As mentioned above, the TFR framework encapsulates the model_FN of Estimator by make_groupWISe_ranking_FN.

The Scoring Function model designed and developed by ourselves defines the network, input and output nodes, and finally only needs to output a logit. This is different from the development of model_FN model under the traditional TensorFlow Estimator. The traditional model not only outputs a logit, but also needs to define how to calculate loss and how to optimize. But the TFR framework already encapsulates and integrates this, so score_FN doesn’t need it here. This brings a problem. In the original model design, we can directly take out the regularized parameters in the network and optimize them in the calculation of Loss. However, after using the TFR framework, the model design and forward calculation are carried out in the model function designed by ourselves, while the calculation of loss is carried out in the TFR framework (Loss_FN in ranking_head), so regularization terms cannot be added.

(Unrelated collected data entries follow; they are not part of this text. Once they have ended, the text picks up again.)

Issue #351, opened 2015-11-11
Add code to auto-detect a read-only file system for local (and possibly) sftp backend


fd0:
In #318 we discussed and added code in #350 to disabe locking so that restic can be used with a read-only backend (e.g. no lock is created). This might be implemented by opening a file with O_WRONLY and check the returned error for EROFS, see https://github.com/restic/restic/issues/318#issuecomment-147466249

fawick:
I try to tackle this over the next few days.

hosebei:
At least I could find this :)
Would be appreciated to have such a feature.

PR #1342, opened 2017-10-08
Add code to autodetect whether backends are read-only or can be written to

fawick:
This comment is an attempt to address #351.

It adds the `restic.Writabler` interface which wraps the basic `Writable() bool` method, that has been added to some of the backends: local, REST, SFTP, and B2. Once `restic.Writabler` is implemented by all `restic.Backend` implementations, `Writable() bool` can (and should) be added to `restic.Backend`. 
To add the functionality to the missing backends, one would only need to implement `restic.Writabler` for them on a case-by-case basis.

The PR also adds `cmd_writable.go` which serves as a usage example. `restic writable` may not a very useful command (or perhaps it is for scripts?), but it served me well for testing the code and may be of interest for checking things out during reviews. In any case, I am happy to remove it before an eventual merge to upstream.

Someone has raised this issue, but there is no good solution :(github.com/tensorflow/…

When we use more complex networks, regularization is an essential part of our optimization process. If regularization terms are not added for optimization, it will inevitably fall into serious over-fitting, as shown in the figure below:

In order to facilitate the use of TFR framework other functions, we in-depth TFR framework source code to try to solve the regularization problem. As analyzed above, the reason why TFR framework cannot implement regularization is that the Scoring Function is designed and developed by ourselves, but the calculation of loss is encapsulated by TFR framework. Therefore, the core of solving this problem is how to take out the parameters to be regularized from the model developed by ourselves and pass them to the part of calculating Loss in TFR framework. In TFR framework, logIT calculated by our model is integrated with logit, labels and Loss function defined in TFR framework through create_ESTIMator_spec method of Ranking_head. To complete the entire optimization process. In TFR 0.1.5, the create_ESTIMator_spec method already supports passing in regularization_losses, Due to initialization of ranking_model object (our Scoring Function).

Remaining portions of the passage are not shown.